This shed new light on the way executive remuneration should be managed. In private companies, this is very often a function of the CEO, while the board determines the remuneration of the CEO. In public companies there is the requirement for a remuneration committee, which advises the board on executive remuneration.

Irrespective of how executive remuneration is managed, it needs to be appreciated that this task requires informed judgement to be able to make sound decisions on levels of remuneration, on the link between remuneration and performance, and on the structure and cost of all elements of the executive package.

I strongly believe that it is the function of the board to set the remuneration strategy of the company. The role of the CEO is to implement that strategy within the parameters set. Setting the remuneration strategy involves understanding the position of the business within the sector it is operating, the past performance of the business and future prospects, what drives that performance and the impact of executive remuneration on business costs.
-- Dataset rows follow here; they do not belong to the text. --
PR #16685, opened 2024-07-08
Block toolbar buttons do not scroll with editor content if block toolbar is added manually

### LINKED ISSUE #5460: BlockButton fails to reposition on scroll inside overflow: scroll element.
Followup https://github.com/ckeditor/ckeditor5-ui/issues/391.

See https://github.com/ckeditor/ckeditor5-ui/pull/392#issuecomment-392538832.

kapture 2018-05-28 at 16 14 43

Mati365:

Fix (ui): Block toolbar button no longer remains fixed in the same position while scrolling the editable content. Closes #5460.

---

### Additional information

Closes: ckeditor/ckeditor5-builder#676

1.  It closes this builder issue: ckeditor/ckeditor5-builder#676.
2.  I added manual tests in `ui` called `scrollable-blocktoolbar` 

#### Screens

**Before**

https://github.com/ckeditor/ckeditor5/assets/3949262/d9a6bc7d-8009-4c92-b171-26914bd56baf

**After**

https://github.com/ckeditor/ckeditor5/assets/3949262/1be91142-4bc4-4832-9404-5c7da09f9b5d


godai78:
Appears to be working correctly, now.

godai78 (approved):

Reinmar:
> It should also close this [issue](https://github.com/ckeditor/ckeditor5-builder/issues/676).

Should or does? 😄 If it does, please add it to "Closes" so we know that this PR should also be tested against that issue.

As for manual testing:

*   Am I right that this PR requires quite a lot of testing in probably not the most obvious HTML+CSS setups? Scrollable containers, scrollable page, vertical/horizontal scrolls, different ways of applying these styles. How and where did you test it? I can't see any new manual test but if there was one on which this issue is clearly reproducible, I guess we'd know about it. So, am I right that we're missing a manual test where such issues are reproducible (both of the closed ones)? If so, please create one.
*   In order to enable the QA team to look into this, providing the manual tests as well as potential directions to what to explore may help.

Reinmar:
One more thing for the QA team: Could you test this solution on a larger page with a lot of content and see if there's some impact on performance? Testing it in some sample in the docs might be a good idea, but demos on ckeditor.com might be even better.

Mati365:
@Reinmar 

> Should or does? 😄 If it does, please add it to "Closes" so we know that this PR should also be tested against that issue.

I updated description. I'm not sure if we should add it to `closes` commit message because that issue belongs to internal builder repo, so I placed it in `Additional Information`. 

> As for manual testing: [...]

Ok, it's only about manually adjust height of block toolbar container. I'll add manual test to cover that.

Reinmar:
And one more thing for clarity: This PR adds "clipping" of the block toolbar icon. So, when it reaches the edge of a scrollable container, we start to cut off the part that overflows its vertical boundaries. This is a very interesting approach. It wasn't necessarily in the scope of this issue, but seems fine.

@oleq, I think this deserves your attention :) Question I'd have to you is: do you see any significant risks (apart from performance) in this approach?

Reinmar:
OK, I found the first issue. A clipped button is not clickable:



You cannot click it now. It does not react to hover.

Meaning – it's kind of useless and confusing this way.

Which makes the clipping a bit pointless :( In my opinion, it'd be better, to be honest, to just hide the button once it cannot be clicked.

Mati365:
@Reinmar It was intended to be clickable, so this line seems broken somehow. Thanks for pointing out, I'll check that.

Mati365:
@Reinmar Indeed, this line was wrong. It was only about inversion of compare. I slightly renamed this method and made it more obvious. Should be working properly. 

One thing besides that - I forgot about A11y. I adjusted PR to change `isEnabled` state of button to mark button outside of viewport as `aria-hidden`. It'll make it a bit more screen reader friendly.

lkszzajac:
With this setup of editor elements:
```html
<div style="max-height: 300px; max-width: 300px; overflow: auto;">
	<div id="editor-scrollable">
	...
	</div>
</div>
```
the issue is still reproducible. I suspect that there might be setups where the "bounding" element is not the editor itself but something higher up in the element tree, is it possible to calculate the viewport in these cases?

Mati365:
@lkszzajac Nice catch! I managed to fix that in a recent [commit](https://github.com/ckeditor/ckeditor5/pull/16685/commits/3df30aba93125e24cc741373eec137e08fcfd5a3). Can you take a look?

illia-stv (approved):

packages/ckeditor5-ui/src/toolbar/block/blocktoolbar.ts
```diff
@@ -111,6 +115,11 @@ export default class BlockToolbar extends Plugin {
 	 */
 	private _blockToolbarConfig: ReturnType<typeof normalizeToolbarConfig>;
 
+	/**
+	 * DOM Emitter.
+	 */
+	private _domEmitter: DomEmitter = new ( DomEmitterMixin() )();
```
niegowski, line 121: This is not used. Is this needed? Maybe we should use this emitter instead of `this.buttonView` as an emitter?

packages/ckeditor5-ui/src/toolbar/block/blocktoolbar.ts
```diff
@@ -425,21 +439,59 @@ export default class BlockToolbar extends Plugin {
...
+		let pendingAnimationFrame = false;
+
+		// Reposition the button on scroll, but do it only once per animation frame to avoid performance issues.
+		const repositionOnScroll = () => {
+			if ( pendingAnimationFrame ) {
+				return;
+			}
+
+			pendingAnimationFrame = true;
+			window.requestAnimationFrame( () => {
```
niegowski, line 457:
```suggestion
			global.window.requestAnimationFrame( () => {
```

packages/ckeditor5-ui/src/toolbar/block/blocktoolbar.ts
```diff
@@ -458,6 +510,83 @@ export default class BlockToolbar extends Plugin {
...
+	}
+
+	/**
+	 * Clips the button element to the viewport of the editable element.
+	 *
+	 * 	* If the button overflows the editable viewport, it is clipped to make it look like it's cut off by the editable scrollable region.
+	 * 	* If the button is fully hidden by the top of the editable, it is not clickable but still visible in the DOM.
+	 *
+	 * @param buttonView - The button view to clip.
+	 * @param editableElement - The editable element whose viewport is used for clipping.
```
niegowski, line 524:
```suggestion
	 * @param buttonView The button view to clip.
	 * @param editableElement The editable element whose viewport is used for clipping.
```

packages/ckeditor5-ui/src/toolbar/block/blocktoolbar.ts
```diff
@@ -458,6 +510,83 @@ export default class BlockToolbar extends Plugin {
...
+	 */
+	private _clipButtonToViewport(
+		buttonView: ButtonView,
+		editableElement: HTMLElement
+	) {
+		const absoluteButtonRect = buttonView.element!.getBoundingClientRect();
```
niegowski, line 530: Maybe we could use our [`Rect`](https://github.com/ckeditor/ckeditor5/blob/08270aafcc6e7e4fb4f4a4d2ebbc7451f031d303/packages/ckeditor5-utils/src/dom/rect.ts#L24) wrapper.

packages/ckeditor5-ui/src/toolbar/block/blocktoolbar.ts
```diff
@@ -458,6 +510,83 @@ export default class BlockToolbar extends Plugin {
...
+		const scrollableElement = closestScrollableParent( editableElement );
+
+		if ( !scrollableElement ) {
+			return;
+		}
+
+		// Get the viewport of the scrollable element. It's not guaranteed that the scrollable element is the same as the editable element.
+		// Sometimes the editable is inside a scrollable element, so we need to get the viewport of the scrollable parent element.
+		const scrollViewportRect = scrollableElement.getBoundingClientRect();
```
niegowski, line 539: Maybe we could use our [`Rect`](https://github.com/ckeditor/ckeditor5/blob/08270aafcc6e7e4fb4f4a4d2ebbc7451f031d303/packages/ckeditor5-utils/src/dom/rect.ts#L24) wrapper.

packages/ckeditor5-ui/src/toolbar/block/blocktoolbar.ts
```diff
@@ -458,6 +510,83 @@ export default class BlockToolbar extends Plugin {
...
+
+		// Sets polygon clip path for the button element, if empty string is passed, the clip path is removed.
```
niegowski, line 541: This is not described as this function behaves.

packages/ckeditor5-ui/src/toolbar/block/blocktoolbar.ts
```diff
@@ -497,3 +626,39 @@ export default class BlockToolbar extends Plugin {
 		return toPx( editableRect.width + offset );
 	}
 }
+
+/**
+ * Returns the closest scrollable parent element of the given element.
+ *
+ * @param element - The element for which to find the closest scrollable parent.
```
niegowski, line 633:
```suggestion
 * @param element The element for which to find the closest scrollable parent.
```

packages/ckeditor5-ui/src/toolbar/block/blocktoolbar.ts
```diff
@@ -497,3 +626,39 @@ export default class BlockToolbar extends Plugin {
...
+		parent = parent.parentElement;
+	}
+
+	return parent;
+}
+
+/**
+ * Checks if an element is scrollable.
+ *
+ * @param element - The HTML element to check.
```
niegowski, line 659:
```suggestion
 * @param element The HTML element to check.
```

packages/ckeditor5-ui/src/toolbar/block/blocktoolbar.ts
```diff
@@ -497,3 +626,39 @@ export default class BlockToolbar extends Plugin {
...
+	if ( isScrollable( element ) ) {
+		return element;
+	}
+
+	let parent = element.parentElement;
+	let depth = 0;
+
+	// Check up to 6 levels of parent elements to prevent performance issues.
+	while ( parent && !isScrollable( parent ) ) {
+		if ( depth++ >= 6 ) {
```
niegowski, line 646: Why such an arbitrary number? This could be hard to debug if it happens. If the performance is an issue we could store it and not search for it every time. Did you notice some performance issues without this limitation or is it an early optimization without real data that it is required?

niegowski (changes requested):
I'd suggest movin the manual tests to the UI package as it does not require rebuilding the build and also is not related to the build itself but the feature provided by the UI package.

Mati365:
@niegowski I applied your CR suggestions.

1. I moved manual tests to the UI 
2. Fixed incorrect comments
3. Removed `maxDepth` checks in the closest scrollable parent

After removal of `maxDepth`, I discovered edge case related to calculation of closest scrollable parent. It was returning `html` element as scrollable for editor containers placed within `position: absolute` element. While it's true in theory, it was buggy in our case. `position: absolute` container might have bigger height than the whole `html` element, which was causing incorrect clipping of the button. Manual and units tests should cover that. 

Can you check again?

packages/ckeditor5-ui/src/toolbar/block/blocktoolbar.ts
```diff
@@ -630,35 +621,46 @@ export default class BlockToolbar extends Plugin {
...
-function closestScrollableParent( element: HTMLElement ): HTMLElement | null {
-	if ( isScrollable( element ) ) {
-		return element;
-	}
+function closestScrollableElement( element: HTMLElement ): HTMLElement | null {
+	let currentElement: HTMLElement | null = element;
 
-	let parent = element.parentElement;
-	let depth = 0;
+	do {
```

When setting the remuneration strategy, the Board of Directors is also sending a message on what it believes the company culture and values should be, whether in the design of incentives or the type of benefits available, or, indeed, the level of remuneration itself. Directors need to be able to recognise deeply held values that are associated with success and to avoid cutting across these values when it comes to remuneration arrangements.

The Board of Directors should also be looking at the market and making use of information that is available on management remuneration. Such surveys are not there to take the decision for the Directors. However they are a tool that will enable the Directors to set the strategy.

Ultimately a remuneration package is tied to the responsibilities of the post and the performance of the individual. This does imply an element of subjectivity in the decision. On the other hand it is critical that the management of executive remuneration is based not on perceptions but on facts.